Hommage à Virginie Bordes

Chère Virginie 

Comme à chaque fois que les écluses de la douleur envahissent mes yeux, il faut que j’écrive.

Je vous écrirai donc, chère Docteure.  

C’était il y a 6 ans. J’ai débarqué dans ce grand centre de cancérologie de l’Ouest. Il y avait du soleil au dehors et le grand hall moderne et chaleureux était inondé de lumière. J’ai pris ça comme un signe. Des semaines que je passais de couloirs gris en couloirs tristes. Des jours que tous mes sens étaient en alerte. Des mois que mon corps fabriquait des cellules qui lui faisaient du mal. 

J’arrivais donc à Nantes, comme un titiri sans famille, comme un chien dans une yole, poussée je ne sais trop comment vers quel indice, quel appel mystérieux qui me dirait: « c’est ici. Tu es bien là à ta place ». J’arrivais dans ce grand hall. Du soleil donc, indice numéro un. Et puis, tout autour, un grand espace vert… Il me semble que j’entends encore les oiseaux qui gazouillaient il y a 6 ans. Indice deux, ils avaient l’air de me souffler que j’étais arrivée au bout de mon périple. Qu’ici ma boussole pourrait se calmer, que mes sens pourraient cesser de me réveiller à trois heures du matin, les yeux déjà remplis des larmes que j’avais pleurées dans mon sommeil. 

Quand je levais le regard d’instinct vers l’étage. Vous étiez là. Dans votre blouse blanche, penchée par dessus la rambarde, les yeux verts rieurs, la mine réjouie: « Ha vous voilà! La Martinique est arrivée. Montez c’est au deuxième ». Quel accueil! Indice numéro trois: vous m’attendiez. 

Mes mains qui se tordent dans l’ascenseur, les numéros qui défilent, une bouffée d’oxygène, mais déjà le sentiment que cela va mieux. « Elle a l’air chouette, hein dis? ». Et qu’est-ce qu’elle l’était, chouette, ce petit bout de femme. Virginie Bordes, Docteure en chirurgie oncologique à l’ICO de René Gauducheau. Comme vous l’êtes, chouette, Virginie. 

1m50 de passion, de dévouement, de force…

1m50, elle aimait dire en se moquant d’elle même. Je dirais quand même Docteure, plus d1m50! Plus d’1m50 de passion, de dévouement, de force et d’abnégation. Avec elle, on entre dans la mêlée. On réfléchit pendant qu’on avance parce que de toute façon, il n’y a qu’une chose à faire: avancer! Retourner ce putain de crabe. En faire une sauce pour Pâques. En faire une bouchée. Point à la ligne. 

Alors on a avancé ensemble. Vite, sans effort quand ça allait.

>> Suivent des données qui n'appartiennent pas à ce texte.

PR #330, opened 2022-08-30
materialize-google-sheets: Fix row/column limitations

willdonnelly:
**Description:**

This PR tweaks the startup behavior of the Google Sheets materialization in ways that I think make it more user-friendly, and in the process fixes the issues that led to materializations crashing when run with >26 fields or when they reached >1000 rows.

The row count limit was a weird one, because our use of `InsertRange` requests in the transactor _should have_ resulted in every new output row adding itself to the sheet. But in practice there's some trickery going on, and somehow it's still possible to hit row count limits when appending a new row to the very end of a full sheet. To fix this, we now maintain a "sentinel" row after all our data rows, identified by the value `{}` in the `flow_document` column.

The column limit was much simpler: by default a sheet has 26 columns, and so trying to write more values than this is an error and we needed to resize the sheet to match the number of columns we wanted to write.

Finally I've added a couple of minor UX improvements while I was touching related portions of the code. After these changes, the header row is now "Frozen" so it acts more header-y, and the first column (`flow_document`) is collapsed by default so it doesn't frighten off any users.

**Workflow steps:**

Materializations with more than 25 fields should now work, as should materializations of >1000 rows.

Also users may see column header names automagically getting filled in, since previously they were only written out when a nonexistent sheet was created by the connector.

**Notes for reviewers:**

Now that I've finished writing everything I'm second-guessing the choice to move horizontal-resizing and header-row-writing from the Apply handler to Transactions startup time. I think I still prefer it this way personally, it seems a bit cleaner to have Apply just create a very default-looking sheet where necessary and then do the same initialization at every startup regardless of whether it's a new sheet or a preexisting one, but I'd be happy to move it back if you think that would be better.

- - -
This change is [Reviewable](https://reviewable.io/reviews/estuary/connectors/330)

### DIFF
--- a/materialize-google-sheets/main.go
+++ b/materialize-google-sheets/main.go
@@ -307,6 +307,10 @@ func (driver) Transactions(stream pm.Driver_TransactionsServer) error {
 		return fmt.Errorf("recovering sheet states: %w", err)
 	}
 
+	if err := writeSheetSentinels(stream.Context(), svc, cfg.spreadsheetID(), states); err != nil {
+		return fmt.Errorf("writing sheet sentinels: %w", err)
+	}
+
 	bindings, err := buildTransactorBindings(
 		open.Open.Materialization.Bindings,
 		checkpoint.Round,
--- a/materialize-google-sheets/main.go
+++ b/materialize-google-sheets/main.go
@@ -238,6 +238,21 @@ func (driver) apply(ctx context.Context, req *pm.ApplyRequest, isDelete bool) (*
 						Rows:    []*sheets.RowData{{Values: headers}},
 					},
 				},
+				// Hide the first column, which contains Flow internal data
+				&sheets.Request{
+					UpdateDimensionProperties: &sheets.UpdateDimensionPropertiesRequest{
+						Range: &sheets.DimensionRange{
+							SheetId:    sheetID,
+							Dimension:  "COLUMNS",
+							StartIndex: 0,
+							EndIndex:   1,
+						},
+						Properties: &sheets.DimensionProperties{
+							HiddenByUser: true,
+						},
+						Fields: "hiddenByUser",
+					},
+				},
 			)
 		} else if exists && isDelete {
 			description += fmt.Sprintf("Deleted sheet %q.\n", res.Sheet)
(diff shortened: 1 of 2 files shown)


jgraettinger (approved):
LGTM!

A future question we'll need to answer is: what happens if the field selection changes as the materialization is evolved?

> Reviewed 1 of 1 files at r1, 1 of 1 files at r2, 2 of 2 files at r3, 2 of 2 files at r4, all commit messages.
> *[Reviewable](https://reviewable.io/reviews/estuary/connectors/330#-:-NAp6oG83fdRJJ9sd2JJ:b-qrlsmg)* status: all files reviewed, 1 unresolved discussion (waiting on @psFried and @willdonnelly)

___
*[`materialize-google-sheets/util.go` line 157 at r3](https://reviewable.io/reviews/estuary/connectors/330#-NAp4VZ2ERuGNQX0f9lc:-NAp4VZ2ERuGNQX0f9ld:b-t4c9xg) ([raw file](https://github.com/estuary/connectors/blob/975c2b8da7f0d4b571bd398b29ed22c4fd6a24aa/materialize-google-sheets/util.go#L157)):*
> ```Go
> 				return nil, fmt.Errorf("row %d of range %s is not a string", rowInd, sheetRanges[sheetInd])
> 			} else if *uev.StringValue == sentinelValue {
> 				break // Sentinel value indicating the end of the materialization data
> ```

nit: sanity check that `rowInd` is indeed equal to `len(sheet.Data[0].RowData)-1` ?

willdonnelly:
> nit: sanity check that `rowInd` is indeed equal to `len(sheet.Data[0].RowData)-1` ?

I'm not sure if that sanity check is desirable. If we don't bother doing that check, the user can in theory put their own rollup calculations immediately below the materialization data, which is kind of neat for small use-cases. Like for instance having a couple of cells below some column computing its mean and standard deviation.

Whereas trying to be strict on this point gets us into a weird intermediate state where the user can still do that sort of thing but _only in the one row_ containing the sentinel (since we don't inspect the other cells of that row to make sure they're empty), so it seemed more consistent to just embrace "The sentinel row marks the end of the data we care about, anything below that is Not Our Problem" as the policy there.

PR #331, opened 2022-08-31
source-postgres: Provide a more useful 'slot in use' error

willdonnelly:
**Description:**

If the user creates two captures from the same Postgres database (and doesn't customize the replication slot name in the advanced settings) the second capture will fail because slot `flow_slot` is already in use.

This makes the error message a bit nicer in this situation, from:

    error starting replication: unable to start replication: ERROR:
    replication slot "flow_slot" is active for PID 9967 (SQLSTATE 55006)

To the slightly more user-friendly:

    error starting replication: another capture is already running against
    this database: replication slot "flow_slot" is active for PID 9967

We might want to add some text to https://docs.estuary.dev/reference/Connectors/capture-connectors/PostgreSQL/ discussing this situation and probably clarifying that if you actually *want* more than one distinct capture instance from the same DB they will need to have different replication slot names configured in the advanced settings.

- - -
This change is [Reviewable](https://reviewable.io/reviews/estuary/connectors/331)

### DIFF
--- a/source-postgres/replication.go
+++ b/source-postgres/replication.go
@@ -5,6 +5,7 @@ import (
 	"encoding/json"
 	"errors"
 	"fmt"
+	"regexp"
 	"sync"
 	"sync/atomic"
 	"time"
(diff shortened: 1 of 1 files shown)


williamhbaker (approved):
LGTM - I had this happen to me recently and a better message like this would have helped!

À quatre pattes, le ventre à l’envers quand ça n’allait pas. « Vous appelez n’importe quand, n’importe où, vous envoyez un email pour plus d’informations, un conseil, une inquiétude. » vous avez dit. Et moi j’ai pensé : « Beu non, je vais pas l’embêter quand même. Un si grand centre a déjà tant de patientes ». N’empêche que c’était rassurant. 

Et quand je ne fus plus votre patiente, parceque, le crabe, il ne choisit pas, et qu’il s’est invité chez vous, nous sommes devenues complices. On ne parlait pas de nos maux, presque jamais. Moi: oui j’avoue un peu. Vous un roc : jamais, jamais. 

Un jour j’ai évoqué avec vous le Projet Amazones, vous avez été emballée! Oui l’ICO allait m’aider. De quoi avais-je besoin? Direct dans la mêlée Virginie. Elle était comme ça. C’est ainsi qu’en 2017, bénévole, avec notre Fabienne, kiné et amie nous avons lancé les premières formations des kinés aux techniques d’accompagnement de cancer du sein. En 2019, la formation est revenue « encore mieux qu’en 2017 » nous a confié une kinésithérapeute martiniquaise. Encore une fois grâce à vous avec Fabienne, parce que vous y croyiez. Vous croyiez en moi, en nous.  Aujourd’hui en Martinique, nous avons la chance d’avoir un réseau d’une quarantaine de kinés formés. Je crois que sur une région de 360 000 habitants, c’est un record. 

Je ne sais plus trop quoi dire. Vous étiez là. Vous n’êtes plus là. Si vous saviez combien c’est important ce que vous m’avez donné, insufflé il y a 6 ans… Vous m’avez offert l’espoir. L’espoir que demain était à porté de coeur. L’espoir que les rêves étaient faits pour être réalisés. Merci mon Docteur adoré. Merci d’avoir sauvé ma vie, en m’offrant l’espoir. Que votre chemin vers les étoiles soit doux. Belya.